On April 9, US authorities informed Nvidia that the H20 would now require an export license to be shipped to China. Just days later, on April 14, Nvidia was told the new rules would remain in effect indefinitely. The decision is part of Washington’s broader push to prevent advanced chips from being used in Chinese supercomputers. “The Commerce Department is committed to acting on the President's directive to safeguard our national and economic security,” a department spokesperson said.

While the H20 is not Nvidia’s most powerful chip, its high-speed memory and connectivity features raise red flags among US officials concerned about its potential use in supercomputing. Restrictions on such chips have been in place since 2022. The Institute for Progress, a Washington-based think tank, supported the latest move, stating, “At least one of the buyers, Tencent, has already installed H20s in a facility used to train a large model, very likely in breach of existing controls restricting the usage of chips in supercomputers exceeding certain thresholds. DeepSeek’s supercomputer used to train their V3 model is also likely in breach of the same restrictions.”

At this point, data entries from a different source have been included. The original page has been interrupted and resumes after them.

PR #2061, opened 2026-05-02
Fix state-level Stop hook replay loops

HaD0Yun:
## Summary
- suppresses repeated state-level Stop blocks for unchanged team/team-worker runtime state across fresh Stop turns
- keeps the first Stop block for active non-terminal work, and still re-blocks when the actual task/team state changes
- locks the team-worker regression in `codex-native-hook.test.ts`

## Problem
Deus evidence showed that Stop hook `failed`-looking behavior was usually not a native hook process crash. The hook returned valid `decision: "block"` JSON, but the same non-terminal team state kept re-entering the Stop hook on fresh turns. That made unchanged `in_progress` / `pending` team-worker state look like a repeated Stop-hook failure loop and could burn tokens.

## Root cause
`buildRepeatableStopSignature(...)` included volatile per-turn fields (`turn_id`, transcript path, and last assistant message) for all Stop block kinds. That is correct for content-sensitive auto-nudge/document-refresh decisions, but wrong for state-level team decisions. A team-worker block is determined by stable runtime state (`team-worker-stop` + session/thread + task/status detail), so fresh turns with the same unresolved state should not produce another block.

## What changed
- Added `isStateLevelStopSignatureKind(...)` for state-backed Stop block families.
- For `team-worker-stop` and `team-stop`, Stop replay signatures now ignore turn/transcript/message churn and key only on stable session/thread/runtime-detail state.
- Updated the existing team-worker Stop replay test to prove:
  - first non-terminal task state blocks;
  - exact replay suppresses;
  - fresh Stop turn with unchanged task state also suppresses;
  - changed task state (`in_progress` -> `blocked`) re-blocks.

## Why this design
State-level Stop decisions should repeat only when state changes. Content-level Stop decisions can still use volatile message/turn fields because their input is the assistant message itself.

## Overlap assessment
**Follow-up.** Prior PR #1348 addressed native Stop repeat-fire behavior broadly. This PR narrows the remaining team/team-worker state-level replay loop that still reproduced in recent Deus evidence.

## Validation
- `npm run build`
- `node --test --test-name-pattern='suppresses identical team worker Stop replays across fresh turns until task state changes' dist/scripts/__tests__/codex-native-hook.test.js`

Note: the clean worktree did not have its own `node_modules`; I used the existing local workspace install as a temporary symlink for verification and removed it before commit.

## Risks / compatibility
- Active team work still blocks once.
- A changed task/team state still re-blocks.
- Non-state Stop signatures retain the previous volatile signature behavior.

## Changed files

## Target-base diff classification
Bug fix with real implementation delta.

### DIFF
--- a/src/scripts/__tests__/codex-native-hook.test.ts
+++ b/src/scripts/__tests__/codex-native-hook.test.ts
@@ -4710,12 +4710,15 @@ exit 0
       process.env.OMX_TEAM_STATE_ROOT = stateDir;
       process.env.OMX_TEAM_LEADER_CWD = cwd;
 
-      const result = await dispatchCodexNativeHook(
-        {
-          hook_event_name: "Stop",
-          cwd: workerCwd,
-          session_id: "sess-stop-team-worker-stale",
-        },
+      const payload = {
+        hook_event_name: "Stop",
+        cwd: workerCwd,
+        session_id: "sess-stop-team-worker-stale",
+        thread_id: "thread-stop-team-worker-stale",
+      };
+      const result = await dispatchCodexNativeHook(payload, { cwd: workerCwd });
+      const replay = await dispatchCodexNativeHook(
+        { ...payload, stop_hook_active: true },
         { cwd: workerCwd },
       );
 
@@ -4723,6 +4726,7 @@ exit 0
         (result.outputJson as { stopReason?: string } | null)?.stopReason,
         "team_worker_worker-1_1_in_progress",
       );
+      assert.equal(replay.outputJson, null);
     } finally {
       if (typeof prevTeamWorker === "string") process.env.OMX_TEAM_WORKER = prevTeamWorker;
       else delete process.env.OMX_TEAM_WORKER;
@@ -4734,7 +4738,7 @@ exit 0
     }
   });
 
-  it("suppresses identical team worker Stop replays but re-blocks fresh turns and task state changes", async () => {
+  it("re-blocks live team worker Stop replays but suppresses stale terminal worker repeats", async () => {
     const cwd = await mkdtemp(join(tmpdir(), "omx-native-hook-stop-team-worker-repeat-"));
     try {
       await initTeamState(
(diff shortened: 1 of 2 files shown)


Yeachan-Heo (changes requested):
REQUEST_CHANGES

Blocking finding:

- `src/scripts/codex-native-hook.ts:1627` / `src/scripts/codex-native-hook.ts:2007` changes `team-worker-stop` signatures to `kind|session|thread|stopReason` while still using `allowRepeatDuringStopHook: false`. Because the detail is only `team_worker_<worker>_<task>_<status>`, a second Stop with `stop_hook_active: true` and the task still `in_progress` is treated as a duplicate and returns no block. The updated test now codifies that behavior at `src/scripts/__tests__/codex-native-hook.test.ts:4198` and `:4218`. That breaks the team-worker Stop contract for a live non-terminal task: a worker can stop after one continuation without completing/reporting a blocker, as long as the status string did not change. This addresses stale-state replay loops by suppressing all same-status live state too, so it creates a false negative for active workers. Please distinguish stale/replay state from live non-terminal state (for example by using explicit stale/age/heartbeat/run-state evidence) rather than suppressing every same `stopReason` across fresh Stop attempts.

Verification performed:
- `gh pr checks 2061 --watch=false`: all required checks reported pass; PR Base Guidance skipped.
- `git diff --check origin/dev...HEAD`: pass.
- Focused `origin/dev...HEAD` diff inspection: only `src/scripts/codex-native-hook.ts` and its native-hook tests changed.
- `npx tsc --noEmit`: inconclusive in this local checkout because dependencies such as `@iarna/toml` and `@modelcontextprotocol/sdk` are not installed; CI typecheck is passing.
—

Yeachan-Heo (approved):
APPROVE

Final merge-gate review evidence:
- Scope verified from `gh pr diff 2061 --name-only`: only `src/scripts/codex-native-hook.ts` and `src/scripts/__tests__/codex-native-hook.test.ts` are touched.
- CI verified with `gh pr checks 2061 --watch=false`: all required checks are passing; PR Base Guidance is skipped as expected.
- Mergeability verified with `gh pr view --json mergeable,mergeStateStatus`: `MERGEABLE` / `CLEAN`, base `dev`, head `46fb70cc896472001429868dd7aec4172c334cf2`.
- Previous blocker is fixed: live non-terminal team-worker Stop replays now set `allowRepeatDuringStopHook: !workerRunStateIsTerminal`, while terminal/missing-state repeats remain non-repeatable; state-level signatures are stable on `kind|session|thread|detail`.
- Local verification in the PR worktree passed: `git diff --check origin/dev...HEAD`; `npm run build`; focused native-hook regression `node --test --test-name-pattern='re-blocks live team worker Stop replays but suppresses stale terminal worker repeats|suppresses identical team worker Stop replays across fresh turns until task state changes' dist/scripts/__tests__/codex-native-hook.test.js` (1 pass, 0 fail).

—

The $5.5 billion charge includes costs related to inventory, purchase commitments, and associated reserves for H20 chips. Nvidia declined to elaborate beyond its regulatory filing.

Just a day earlier, the company  announced a plan to build AI servers worth up to $500 billion in the US over the next four years, in collaboration with partners like TSMC. The move aligns with the Trump administration’s push to boost domestic manufacturing of advanced tech infrastructure.